Como decía Pablo VI (Exhortación Marialis cultus), «la Asunción de
María es una fiesta que propone a la Iglesia y la humanidad la
imagen y la consoladora prenda del cumplimiento de la esperanza
final; pues dicha glorificación plena es el destino de aquellos que
Cristo ha hecho hermanos» (MC 6).
6. La Asunción de María nos ayuda también a relativizar las penas y
aun las mismas alegrías, los gozos y los dolores, la salud y la
enfermedad que acompañan nuestro caminar por este mundo. Todas estas
realidades son innegables y todos las experimentamos. Pero tienen
los días contados. Un día dejarán de existir y darán paso a lo
definitivo. Dios quiera que nuestro caminar por el mundo esté
marcado por obras de bien y de verdad, de modo que el día de la
resurrección de nuestro cuerpo sea el día de nuestra plena
glorificación, como lo fue la Asunción en cuerpo y alma de la Virgen
Asunta en el momento de su tránsito de esta vida al Padre.

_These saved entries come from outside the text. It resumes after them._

PR #949, opened 2020-05-01
Feature/948/move unfocus button to node context menu

### LINKED ISSUE #948: Move unfocus button to the node context menu
# Feature request

## Description

As a user, I want to easily find the unfocus button without it being placed on top of the 3d-scene.
A user would need to right-click a building and select focus. The user would assume that in order to revert this behaviour he can right-click the node again and instead of focusing, the user gets the option to unfocus the building again.

NearW:
# Moved unfocus button to node context menu

closes #948 

## Description

- Moved the unfocus button from on top of the 3d-scene to the node-context-menu
- Moved hideNodeContextMenu after each dispatch call to the subscription-methods

### Before:
focus_old

### After
focus_new

## Definition of Done

- [x] **All tests pass**


alschmut:
While I like some of the refactoring changes on this PR, as a user I think it got more complicated to unfocused the map, as I have to right click the exact node I focused. I guess you had a conversation about that yesterday, so I will leave the decision up to you, but IMO its now less user friendly.

Did you think about showing the unfocused option also on children nodes? Like showing focus and unfocus options for children nodes and only unfocused for the actually focused node?

NearW:
@BridgeAR What do you think?

BridgeAR:
I personally like the way this is handled but I agree that it might not be most intuitive for users. Some people might not find a way back anymore. We could in theory mark the focused elements a bit differently to indicate things changed.
I personally would like others to shim in as well though.

BridgeAR:
Ping @NearW

NearW:
Marking the focused building different is a difficult task, if we plan to not just change the color. Changing the color would be a bad idea as well, since we can mark packages, select a building and a building has a color by itself anyway. This just adds complexity for the user.

I present you another approach, which displays the unfocus-button as well as the focus-button for children of the focused building. Therefore any building right-click will have an option to unfocus the whole thing. The only problem here is, that we don't have a FA-Icon which displays a crossed bullseye. Right now we use the same icon for focusing and unfocusing.

unfocus-new

PR #984, opened 2020-06-06
Deactivate sonar on travis

BridgeAR:
# Deactivate sonar on travis and update Node.js version used to test to v10.x

## Definition of Done

- [x] **All tests pass**


.travis.yml
```diff
@@ -136,7 +136,7 @@ jobs:
...
 stages:
   - test
-  - name: sonar
-    if: branch = master AND type != pull_request
-  - name: deploy
-    if: tag IS present
+  # - name: sonar
+  #   if: branch = master AND type != pull_request
+  # - name: deploy
+  #   if: tag IS present
```
alschmut, line 142: @BridgeAR Mentioning a stage inside the stages only ensures the stages will run in order from top to bottom and each stage only runs if the conditions evaluate to true. So the `sonar` and `deploy` stages still run when commented out.

What you actually want is something like this, which only deactivates the sonar branch.
```
stages:
  - test
  - name: sonar
    if: false AND branch = master AND type != pull_request
  - name: deploy
    if: tag IS present
```

NearW:
I updated the node travis version to 12 in another commit, which is already pushed to master.
We needed at least version 10 for the new puppeteer update, but version 12 is working as well.

BridgeAR:
@NearW it would be great to test multiple Node.js versions (at least the LTS versions). And stopping support for the older Node.js version should be considered a breaking change. This is probably not a big concern right now due to the limited user scope but we might want to discuss our semver handling again.

NearW:
> @NearW it would be great to test multiple Node.js versions (at least the LTS versions). And stopping support for the older Node.js version should be considered a breaking change. This is probably not a big concern right now due to the limited user scope but we might want to discuss our semver handling again.

That is a very good point. We should extend our CI by at least checking our lowest and highest suported node version. We could use the highest in general and when we do a release, we could run the pipelines with both versions. This would only slow down our deploy-pipeline.
However I'm not sure if this is technically possible. We should discuss this tomorrow.

PR #992, opened 2020-06-14
ESLint: enable no var requires rule

NearW:
# Enable no var requires rule

## Description

- Updated all uses of require to an import statement
- Added file `clone.ts` and added a wrapper function to clone, since it would require a double method call every time we use it. This should be reverted once rfdc releases a new version.


visualization/app/codeCharta/codeCharta.component.ts
```diff
@@ -33,7 +35,7 @@ export class CodeChartaController {
 		// @ts-ignore
 		private injectorService: InjectorService // We have to inject it somewhere
 	) {
-		this._viewModel.version = codeCharta.version
+		this._viewModel.version = getVersion()
```
BridgeAR, line 38: I would not change this. The helper does not reduce the code and before it was immediately clear what version was read. Now it's an indirection and the helper function is just extra code that has to be maintained. Was there a specific reason why you changed this?

visualization/app/codeCharta/e2e/url.e2e.ts
```diff
@@ -52,13 +55,13 @@ describe("codecharta", () => {
 				request.respond({
 					contentType: "application/json",
 					headers: { "Access-Control-Allow-Origin": "*" },
-					body: JSON.stringify(require("../assets/sample2.cc.json"))
+					body: JSON.stringify(sample1)
```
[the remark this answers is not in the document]
NearW: That is true.
Just for my clarification: When importing a .json file, it's getting parsed.
When opening it with fs it's still stringified.

So in that case here we'd so something like `body: fs.readFileSync("../assets/sample2.cc.json2)`

visualization/app/codeCharta/codeCharta.component.ts
NearW: I felt like importing the package.json was a bit ugly and we do that a lot. Basically whenever we needed either the current version of CodeCharta or the current API version.
`codeCharta.version` reads well, however codeCharta is actually the package.json. 

I don't know what a good practice is here. I just though that importing the package.json in like 10 files was ugly.

visualization/app/codeCharta/util/clone.ts
```diff
@@ -0,0 +1,5 @@
+import rfdc from "rfdc"
+
+export function clone(content: any): any {
+	return rfdc()(content)
+}
```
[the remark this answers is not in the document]
NearW: Thanks for opening that issue.

Do I have to create a subfolder default in the project and just have to export the clone function there? Never really worked on a npm module before 0:)

visualization/app/puppeteer.helper.ts
```diff
@@ -1,7 +1,7 @@
 import * as path from "path"
 import { Browser, Page } from "puppeteer"
+import * as puppeteer from "puppeteer"
```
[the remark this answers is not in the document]
NearW: I tried to find a solution here and tried to use `import puppeteer from "puppeteer"` which should be the same as `const puppeteer = require("puppeteer)". I even checked with some console.logs and they look identical.

However puppeteer seems to be undefined. Am I missing something here?

visualization/app/codeCharta/util/clone.ts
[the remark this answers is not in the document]
BridgeAR: See https://nodejs.org/api/esm.html#esm_subpath_exports :-) I hope that helps?

visualization/app/codeCharta/codeCharta.component.ts
BridgeAR: I am not aware of any best practice when it comes to this. It is not that common to read the current modules version. And the cases that did this just accessed the package json directly.

I suggest to use `packageJSON` as variable name instead of `codeCharta`. That way it's even clearer what the version corresponds to.

visualization/app/codeCharta/e2e/url.e2e.ts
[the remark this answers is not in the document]
BridgeAR: `fs` reads the data into a buffer. That is turned into a string if you pass through the `encoding` option and set it to `utf8` (`fs.readFileSync("../assets/sample2.cc.json2", "utf8")`). You might want to use the promise based function instead though. Using the sync versions is almost always not ideal.

visualization/app/codeCharta/util/clone.ts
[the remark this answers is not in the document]
NearW: Helped a lot. I can't open a PR for that though since I'm not authorized to push a branch. :(

visualization/app/codeCharta/e2e/url.e2e.ts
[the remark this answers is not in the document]
NearW:
```
let sample1: string
fs.readFile("../assets/sample1.cc.json", "utf8", (err, data) => {
	sample1 = data
})
```

This seems a bit long.

Are you fine with wrapping that in a `jsonReader.ts` which exports this function:
```
export function readJSON(path: string): string {
	let tmp: string

	fs.readFile(path, "utf8", (err, data) => {
		tmp = data
	})
		
	return tmp
}
```

This would give us way shorter calls such as
```
const sample1 = readJSON("../assets/sample1.cc.json")
```

visualization/app/codeCharta/util/clone.ts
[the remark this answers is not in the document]
BridgeAR: You first have to fork the repository and then you push to your fork. That way you are able to open a pull request from your fork to the actual repository.

image

visualization/app/codeCharta/e2e/url.e2e.ts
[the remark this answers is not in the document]
BridgeAR: Your example code would not work. It would always return `undefined`. It's an async call but the function is executed synchronously. Using the promise based version is much nicer:

```js
page.on("request", async (request) => {
	if (request.url().includes("/fileOne.json")) {
		const body = await fs.promises.readFile("../assets/sample2.cc.json2", "utf8")
		request.respond({
			contentType: "application/json",
			headers: { "Access-Control-Allow-Origin": "*" },
			body
			...
```

visualization/app/puppeteer.helper.ts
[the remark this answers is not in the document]
BridgeAR: You have to check the TypeScript options you use. It's transpiled and I guess you have to add compatibility to Node.js esm.

visualization/app/codeCharta/e2e/url.e2e.ts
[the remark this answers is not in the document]
NearW: Ich habe versucht es umzusetzen. Es sind wohl einige TS-Entwickler unzufrieden, weil es keinen ordentlichen import dafür gibt. 
Jedenfalls funktioniert `import { promises as fs } from "fs"` für mich nicht.

https://github.com/nodejs/node/issues/21014#issuecomment-529012253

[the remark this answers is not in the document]
BridgeAR: @NearW it's possible to import it with `import fsPromise from "fs/promises"`

See https://nodejs.org/api/fs.html#fs_fs_promises_api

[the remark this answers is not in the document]
NearW: https://github.com/nodejs/node/pull/31553

Das geht wohl leider erst ab Node 14

visualization/app/codeCharta/util/clone.ts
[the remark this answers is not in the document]
NearW: @BridgeAR PR was created. Thanks a lot. :)

visualization/app/codeCharta/e2e/url.e2e.ts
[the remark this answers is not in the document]
BridgeAR: Ha, I see. In that case it's possible to use:

```js
import fs from "fs";

fs.promises.readFile()
```

visualization/app/codeCharta/codeCharta.component.ts
```diff
@@ -8,10 +8,13 @@ import { InjectorService } from "./state/injector.service"
 import { StoreService } from "./state/store.service"
 import { setAppSettings } from "./state/store/appSettings/appSettings.actions"
 import { setIsLoadingFile } from "./state/store/appSettings/isLoadingFile/isLoadingFile.actions"
-import * as codeCharta from "../../package.json"
+import packageJson from "../../package.json"
 import { setDelta, setMultiple, setSingle } from "./state/store/files/files.actions"
 import { getCCFiles } from "./model/files/files.helper"
+import sample1 from "./assets/sample1.cc.json"
+import sample2 from "./assets/sample2.cc.json"
```
BridgeAR, line 15: Note: what I personally do in situations like these is to safe the object in a `.ts` file and mark the object as e.g., `ExportCCFile`. That way you have the type safety while still being able to import it easily.

NearW: We'd have two files with the same content then though. We can't just remoe the `.cc.json` files. :(

visualization/app/codeCharta/ui/fileChooser/fileChooser.component.ts
```diff
@@ -39,9 +39,7 @@ export class FileChooserController {
 
 				reader.onload = event => {
 					if (isCompressed) {
-						const zlib = require("zlib")
-
-						content = zlib.unzipSync(Buffer.from(event.target.result))
+						content = require("zlib").unzipSync(Buffer.from(event.target.result))
```
NearW, line 42: I don't know, why this has to be an inlined-require block.
If I import zlib with es6-imports, the e2e tests are failing with an error, that require is not defined. The tests somehow passed in travis though.

visualization/app/codeCharta/codeCharta.component.ts
NearW: Yes, but right now we don't have two identical json files.

visualization/app/codeCharta/ui/fileChooser/fileChooser.component.ts
BridgeAR: You found an actual bug. I guess it's somewhat my fault that I did not see that properly before. This is a Node.js module but the frontend has no `zlib` module. I was originally mistaken where this code would run.

Thus, we have to use some kind of module that is able to handle the data.

visualization/app/codeCharta/codeCharta.component.ts
BridgeAR: Why would the TS Files be identical in that case?

NearW: Depending on the cc.json it would be quite long. The only difference would be something like:
```ts
const json : CCFile = {
...MY_REALLY_LONG_JSON...
}
```

visualization/app/codeCharta/ui/fileChooser/fileChooser.component.ts
NearW: Ehm, ok. I still don't understand. If the frontend has no zlib module, why can we require it though?
What is our context actually? Are we in some DOM-context or is angular actually node-application?

BridgeAR: I have no idea why it did not fail earlier. Do we actually reach this code in our test?

NearW: OH. That's why it's working. No, we never reach it.
But we'd reach an import on top. That makes sense

NearW: But still: Why is this working in production?

BridgeAR: I am not certain what you mean with it working in production?

I'd say you found another bug: we can't choose zipped files anymore :) Those should be available.

visualization/app/codeCharta/codeCharta.component.ts
BridgeAR: I'm confused... I am not certain why you would want to keep both?

NearW: I think we might use the `.json` files for testing purposes and for the url-parameters. But I have to take a deeper look.

visualization/app/codeCharta/ui/fileChooser/fileChooser.component.ts
NearW: Our angular tests run in the `jsdom` environment. [Puppeteer chooses it's environment ](https://github.com/smooth-code/jest-puppeteer#usage). Afaik the puppeteer environment extends the NodeEnvironment. I thought zlib would be available then.

Our [webpack config](https://github.com/MaibornWolff/codecharta/blob/main/visualization/conf/webpack.config.js) compils our code to two different targets. We can create a node environment for the standalone (this allows us to use the cool upcoming features for standalone only, e.g. opening files, when double clicking a building) and we can create a [browser-like environment](https://webpack.js.org/configuration/target/) using `web`.
I think you can open a zipped `cc.json` with both targets.

BridgeAR: No, the compressed detection checks for the file ending. `json` is not compressed.

We are indeed able to do more in the standalone version but that should not limit the web version. So maybe let's just fix that? :-)

BridgeAR: We load browserify at some point and browserify has a zlib implementation that it ships. This causes issues when loading files are not compressed gzipped:

```
Uncaught Error: incorrect header check
    at Zlib._handle.onerror (index.js:352)
    at Zlib._error (binding.js:283)
    at Zlib._checkError (binding.js:254)
    at Zlib._write (binding.js:116)
    at Zlib.writeSync (binding.js:77)
    at Unzip.Zlib._processChunk (index.js:511)
    at zlibBufferSync (index.js:236)
    at Object.exports.unzipSync (index.js:149)
    at FileReader.reader.onload (fileChooser.component.ts:44)
```

BridgeAR: I think we could support a range of compressions.

NearW: Unzipping `.gz`-files is working in the web and standalone-version of codecharta.
It seems like webpack is providing some sort of polyfill for zlib. Running the e2e tests after building with `npm run build:web` works. `npm run build` is not working, because the application is build for a NodeEnvironment, which can't be served on the server provided from puppeteer.

I suggest we merge this branch.

visualization/app/codeCharta/codeCharta.component.ts
BridgeAR: Right, I see. Thanks!

visualization/app/codeCharta/ui/fileChooser/fileChooser.component.html
```diff
@@ -7,7 +7,7 @@
 	id="input-file-id"
 	multiple
 	type="file"
-	accept=".json"
+	accept=".json,.gz"
```
BridgeAR, line 10: ❤️ 

This should probably be an entry in the changelog under `fixed`.

BridgeAR (approved):

visualization/app/codeCharta/ui/fileChooser/fileChooser.component.html
NearW: Thanks for the reminder!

Los cristianos no despreciamos nuestro cuerpo; lo estimamos. Sabemos
que este cuerpo está llamado a la gloria de Dios. Por ello el
desprecio del cuerpo no es cristiano, no procede de la fe alimentada
por la Revelación. Y queremos que en la unidad de la persona sirva
en esta vida a Dios y a los hombres nuestros hermanos.
Pidamos a nuestra Patrona Santa María la Mayor, que los cristianos
seamos luz del mundo viviendo la esperanza que no sólo nuestra alma
sino también nuestro cuerpo será un día glorificado.